Je me souviens fort bien du jour où j’ai reçu le premier opus de Sin City, comme un grand uppercut dans la face. En juin 2005, on découvrait sur grand écran la première adaptation de l’œuvre de Frank Miller* par le bouillonnant Robert Rodriguez.
Avec Sin City, on pénétrait sur un territoire barbare, sombre, où les frontières du bien et du mal s’entremêlaient sauvagement, où la violence la plus noire côtoyait une certaine forme de rédemption, où les gueules amochées, les justiciers et les amazones implacables venaient faire parler la poudre. Sin City, c’était surtout une aventure visuelle, un défi technique qui loin d’effrayer Rodriguez le nacho texan lui avait permis de s’approprier l’univers extraordinairement graphique de Miller.
Alors forcément, lorsque quelque neuf années plus tard on apprend la sortie d’une suite, même si l’on a bien quelques réserves concernant la nécessité d’un tel procédé, on ne peut s’empêcher d’aller voir.
Johnny joue aux cartes, aux machines à sous et il empoche le magot, à coup sûr. S’il est venu traîner ses guêtres dans Sin City, c’est pour participer à un tournoi de poker et se mesurer au sénateur Roark.
Dwight est détective privé et s’est fait une spécialité de filatures minables. A – t – il d’autre choix que de répondre à l’appel désespéré d’Ava, celle qui l’a quitté après lui avoir consciencieusement piétiné le cœur ?
Nancy travaille dans un bar où son déhanché reste la principale attraction. Cela ne l’empêche pas de noyer son malheur dans la tequila en tentant d’oublier la mort de John Hartigan. Tout ceci sous l’œil plus ou moins attentif de Marv, toujours à la recherche de quelques types à dérouiller, histoire de garder la forme.

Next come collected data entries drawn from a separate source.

PR #241, opened 2022-05-17
showimage: Restore automation-friendly behaviour of -quit

smcv:
I added the -quit option for simple automated testing (with hindsight,
perhaps "-quit-after-loading" would have been a better name). The
intention was that something like

    showimage -quit -save out.bmp in.jpg -save out2.bmp in.png

would go through the motions of loading each image, save it to the
corresponding output file, but not actually wait for input or rendering.

---

I've started trying to learn the SDL_test framework well enough to add an automated test with better coverage, but that PR isn't ready yet, and probably shouldn't be considered a blocker for 2.5.1.

### DIFF
--- a/showimage.c
+++ b/showimage.c
@@ -56,6 +56,7 @@ int main(int argc, char *argv[])
     Uint32 flags;
     int i, w, h;
     int done = 0;
+    int quit = 0;
     SDL_Event event;
     const char *saveFile = NULL;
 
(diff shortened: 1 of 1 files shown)


madebr:
I added a `-timeout` argument to `showimage` to allow testing various formats on CI.
https://github.com/madebr/SDL_image/commit/a7a20749962eef613546d1513d5e860a9c4f7953

In the commit, I added it as a separate step in github CI, but it can be integrated into ctest/SDL_test.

Dans un premier temps, j’ai été drôlement contente de retrouver tout ce petit monde, me frottant les mains par anticipation, ravie de poursuivre les aventures dans la ville de toutes les perditions, savourant la perspective de m’en prendre, graphiquement s’entend, plein la gueule.

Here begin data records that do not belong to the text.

PR #242, opened 2022-05-19
Add an automated test

smcv:
* Add a simple automated test
    
    This loads and saves various supported formats, and asserts that the
    same pixels (or close enough) end up in the output files.
    
    For a distribution that knows it intends to support particular formats,
    if an environment variable like SVG_IMAGE_TEST_REQUIRE_LOAD_JPG or
    SVG_IMAGE_TEST_REQUIRE_SAVE_JPG is set, the test will fail if the given
    format is not available.

* workflows: Run the new automated test for Autotools
    
    I haven't set it up for CMake yet (although it does work) because that
    would conflict pretty badly with #238.

---

The idea is that in Debian, I would set (for example) `SVG_IMAGE_TEST_REQUIRE_LOAD_JPG=1` and `SVG_IMAGE_TEST_REQUIRE_SAVE_JPG=1`, because I know that *for the build in Debian*, JPEG should always be supported, even if *for a generic upstream build* we can't guarantee that JPEG support will be enabled.


smcv:
https://github.com/smcv/SDL_image/tree/automated-test-cmake is the CMake build system glue for this, but will conflict with #238.

I think ideally we perhaps want the CMake test to build SDL_image as a shared library, but build the vendored dependencies as static libraries, since that's what someone who is vendoring the dependencies would probably want to do? But I'm not sure how to achieve that (or even whether it's possible without #238).

madebr:
Don't let my cmake pr block this one.
I'm currently working on SDL_mixer on and off.
Your suggestion of always building vendored dependencies as static libraries sounds good. It would also mean disabling dynamic loading.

Pourtant, rapidement, l’évidence s’impose. Si la technique est inattaquable, l’univers Millerien toujours magnifié, si le personnage de Marv le cabossé restera LE rôle de Mickey Rourke, tout ça ne suffit pas à occulter que Robert et son comparse Francky se sont confortablement reposés sur leurs lauriers.
En comparaison d’un premier volet détonnant, aux tournures scénaristiques imaginatives, les deux ostrogoths assurent ici un service minimum en réutilisant les bonnes vieilles recettes, ne rougissant même pas à reprendre une construction similaire. Il faut dire que contrairement au Sin City d’origine, pas de collaboration en vue avec le copain de toujours, Quentin Tarantino. Ici, ce roublard de Rodriguez a dû se débrouiller seul, ceci expliquant peut – être cela …

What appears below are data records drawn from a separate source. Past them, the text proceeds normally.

Issue #243, opened 2022-05-19
CMakeLists.txt never enables saving PNG/JPEG


smcv:
CMakeLists.txt has options to enable *loading* lots of formats, but never enables the `#define` flags to *save* anything (currently JPEG and PNG are the only formats that can be saved).

smcv:
I think #238 might already have a fix for this.

smcv:
Fixed by #238.

PR #244, opened 2022-05-20
cmake: Add build options for whether to support saving PNGs

smcv:
Based on code from @madebr.

Resolves: https://github.com/libsdl-org/SDL_image/issues/243


madebr (approved):

smcv:
I know @madebr wants to rename all the CMake build options, but in the interests of minimal changes, this PR keeps them consistent with the short names used in `Android.mk`.

madebr:
FYI, the reason I'm renaming the options is to avoid accidental mixing with completely independent projects.
Also, CMake configuration tools such as cmake-gui/ccmake group options by their prefix.

smcv:
> FYI, the reason I'm renaming the options is to avoid accidental mixing with completely independent projects.

Sure, that makes sense, I just don't want to get entangled with larger changes like that one right now.

smcv:
After this and #246 both land, the test glue in #246 can have this change:

```diff
-        # TODO: https://github.com/libsdl-org/SDL_image/issues/243
-        export SDL_IMAGE_TEST_REQUIRE_SAVE_JPG=0
-        export SDL_IMAGE_TEST_REQUIRE_SAVE_PNG=0
+        export SDL_IMAGE_TEST_REQUIRE_SAVE_JPG=1
+        export SDL_IMAGE_TEST_REQUIRE_SAVE_PNG=1
```

smcv:
Obsoleted by #238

Il vous restera toutefois la possibilité d’apprécier un tournage en 3D assez immersif, la croupe généreusement ondulante de Jessica Alba et les (innombrables) jeux d’ombre sur la ferme poitrine de la vénéneuse Eva Green. Parce que les garçons ne sont pas en reste, vous pourrez également vous délecter du postérieur de Josh Brolin (qui vient remplacer Clive Owen dans le rôle de Dwight). Vous pourrez aussi apprécier la chevelure gominée de Joseph Gordon – Hewitt ainsi qu’un chirurgien parfaitement sous acide incarné par Christopher Lloyd.
Même ce bon vieux Bruce passera vous faire un petit coucou.
Si quelques ultras et ceux qui découvriront Sin City, j’ai tué pour elle sans avoir vu le précédent opus seront certainement comblés par le film, je me suis sentie pour ma part bien flouée. Et la perspective qu’un troisième volet patiente dans les cartons du Troublemaker Studios** ne viendra certainement pas me réconforter.
En vous remerciant.
Pierrette Tchernio
* : Frank Miller est avant tout un talentueux dessinateur de BD (vous pouvez vous en faire une idée ici ou ici), souvent controversé pour la violence de ses romans graphiques, sa fascination des armes à feu et ses prises de positions parfois contestables. Scénariste, réalisateur (The Spirit), il a aussi été adapté au cinéma avec 300.
** : Nom des studios de Robert Rodriguez.